August 24, 2023 | News | Volume 27 Issue 17
Maria H. Klassen |
St. Catharines, Ontario
Hans Juergen Wiens and his jars of jam. (Photo by Maria H. Klassen)

In 2004, at the age of 70, Hans Juergen Wiens sold his business, including several farms, a feed business, and his last pig, all in one year. He was unemployed and restless. But then, one night, he remembered his mother’s resourcefulness. After the Second World War, when there was a food shortage all over Europe, she taught her children to pick wild berries in the forest and to dig leftover potatoes from the fields that the farmers had harvested. The family never went hungry. Many years later, when his mother came to visit in Canada, she made a big batch of plum jam, using Lombard plums that the farmer could not sell because they were too small.

Those memories got him thinking. Like the Lombard plums that were too small, there were other possibilities such as surplus rhubarb and peaches that were too soft to sell. With advice from his brother, who had also enjoyed his mother’s jam, Wiens found a new hobby in his retirement. He began experimenting until he found the right pectin to make the perfect jam.

In the first few years, all the jam that Wiens made was given away. He converted one of his barns into a certified kitchen, with annual inspections, and now produces 60 varieties of jam.

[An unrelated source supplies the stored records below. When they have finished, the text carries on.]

PR #1039, opened 2026-06-30
#459 Render rich text in cross-ref pop-up

### LINKED ISSUE #459: Improve display of reference popups
Currently when references are displayed in a pop up, the text for the referenced text is displayed as raw text, without verse numbers or embedded references.  The iOS and Android versions display the text much as it displays in the main window.  Embedded references can be selected from the reference popup, causing a stack of popups if the user doesn't select to move to that entry.

benpaj-cps:
In progress, closes #459.

- Fix parent div capturing all clicks on footnotes (separated as #1058).
- ...

### DIFF
--- a/src/lib/components/ScriptureViewSofria.svelte
+++ b/src/lib/components/ScriptureViewSofria.svelte
@@ -1428,6 +1428,8 @@ LOGGING:
     }
     // handles on click when interacting with the scripture view
     function onClick(e: any) {
+        const t = e.target as HTMLElement;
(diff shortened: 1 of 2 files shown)


benpaj-cps:
Rich text rendering in footnotes is pending figuring out how to get `ScriptureViewSofria` to efficiently render small verse ranges.

benpaj-cps:
The main issue in the PWA is that the native app renders almost all text features (headings, references, etc.), including user data such as bookmarks and notes, while the PWA only renders the bare text without the usual verse numbers. Screenshots to follow.

PR #1040, opened 2026-06-30
Change manifest to prevent icon cropping on Android

### LINKED ISSUE #1013: Improve icon on Android
We use the app icon from the Android app. It looks fine there, but when it is used to add the app to the homescreen, it look cropped.

Image

You can see the PWA (circled in red) and the native app icons.

Image

TheNonPirate:
Fixes #1013. The manifest is now changed to give icons the "purpose": "any" attribute, which fixes the icon cropping issue on Android.

## Summary by CodeRabbit

* **Bug Fixes**
  * Improved manifest output normalization for icon metadata, updating `purpose` values so supported icons are handled more consistently.
  * Adjusted icon path rewriting so generated manifest entries continue to point to the correct final icon files.

### DIFF
--- a/convert/convertManifest.ts
+++ b/convert/convertManifest.ts
@@ -54,8 +54,10 @@ export function convertManifest(dataDir: string, verbose: number) {
                     } else {
                         throw new Error(`Required icon file ${iconPath} does not exist!`);
                     }
-
                     line = line.replace(srcMatch[0], `"src": "${joinUrlPath('.', finalName)}"`);
+                }
+                if (line.includes('purpose')) {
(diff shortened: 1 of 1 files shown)


chrisvire:
@TheNonPirate if this is a bug in the manifest.json generation, then we should fix it in SAB.

chrisvire:
The SAB code hardcodes the generation of the manifest.json file.  So I changed generating the adaptive icon to use "any" instead of "maskable" and it has the same effect. So we don't need this change. The fix will be in 14.3 which should be release today or this week.

PR #1050, opened 2026-07-06
Save selectedVerses to localStorage

### LINKED ISSUE #1033: Note editor loses reference on page refresh but stays open
When adding a note on a verse,
Image

...and refreshing the page, and clicking the check button to save...
Image

...both the reference and the note text are lost, leading to an error, and the note cannot be recorded.
Image

I don't believe this can occur on the Android app, since the webview can't be as easily refreshed.

Two ways to deal with this might be:
  (1) always exit the note editor on page refresh (which might be annoying if drafted text is lost), or
  (2) store the current note text and reference locally, so a user can resume editing after a refresh.

TheNonPirate:
Fixes #1033. Back up $selectedVerses to localStorage so the note editor doesn't lose its reference on page reference.

## Summary by CodeRabbit

* **New Features**
  * Selected verses are now saved in the browser, so your current selection is preserved after refreshing or reopening the app.

### DIFF
--- a/src/lib/data/stores/scripture.ts
+++ b/src/lib/data/stores/scripture.ts
@@ -207,10 +207,12 @@ export type Selection = {
     reference: string;
     verse: string;
 };
-
+setDefaultStorage('selectedVerses', JSON.stringify([]));
 function createSelectedVerses() {
-    const external: Writable<Selection[]> = writable([]);
-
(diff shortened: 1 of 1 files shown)


FyreByrd (approved):

chrisvire:
Rebased off of main to pickup fixes for tests.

The hobby has grown into a big business that employs Wiens, his daughter and two grandchildren full-time. The jams are sold in 15 different markets, in a bakery and a meat shop.

“This jam business is possible because of all the fruit, and the many varieties, harvested in the Niagara area,” he says. “All the fruit used in the jam-making is fruit that cannot be sold on the market or in stores; it is not perfect enough.” Wiens receives so much second-hand fruit he can hardly process all the fruit that is offered.

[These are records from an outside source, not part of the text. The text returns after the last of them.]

PR #1056, opened 2026-07-07
Fix for missing bar under ui.bottom-navigation

eomerdws:
Missing "bar" from ui.bottom-navigation caused the PWA to crash on launch with error about not being able to find 'background-color' from undefined.

## Summary by CodeRabbit

* **Bug Fixes**
  * Fixed the bottom navigation bar background color to correctly read the intended UI style setting, restoring the intended appearance.

### DIFF
--- a/src/lib/components/BottomNavigationBar.svelte
+++ b/src/lib/components/BottomNavigationBar.svelte
@@ -19,7 +19,7 @@
 
     const bottomNavBarItems = config?.bottomNavBarItems;
 
-    const barBackgroundColor = $derived($s?.['ui.bottom-navigation.']['background-color']);
+    const barBackgroundColor = $derived($s?.['ui.bottom-navigation.bar']['background-color']);
     const barTextColor = $derived($s?.['ui.bottom-navigation.item.text']['color']);
     const barTextSelectedColor = $derived($s?.['ui.bottom-navigation.item.text.selected']['color']);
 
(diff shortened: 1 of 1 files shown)


FyreByrd (approved):

src/lib/components/BottomNavigationBar.svelte
```diff
@@ -19,7 +19,7 @@
 
     const bottomNavBarItems = config?.bottomNavBarItems;
 
-    const barBackgroundColor = $derived($s?.['ui.bottom-navigation.']['background-color']);
```
chrisvire, line 22: For backward compatibility, should you check both for a little bit?

chrisvire: Sorry about changing that without seeing what would break

eomerdws: I hadn't realized this was due to a previous version. I had assumed it was a typo. Is there another way we want to handle it?

FyreByrd: How many SAB versions are affected by this?

FyreByrd: Try:

```js
($s?.['ui.bottom-navigation.bar'] ?? $s?.['ui.bottom-navigation.'])?.['background-color']
```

Over the years, Wiens has been involved at Niagara United Mennonite Church. Because he was self-employed, his time was flexible, and he was able to serve on various boards in the community. Organizations such as MEDA (Mennonite Economic Development Associates) and MCC (Mennonite Central Committee) have benefitted from his jam. From humble beginnings to two successful businesses, Wiens lives out his faith, and uses creativity in his retirement career.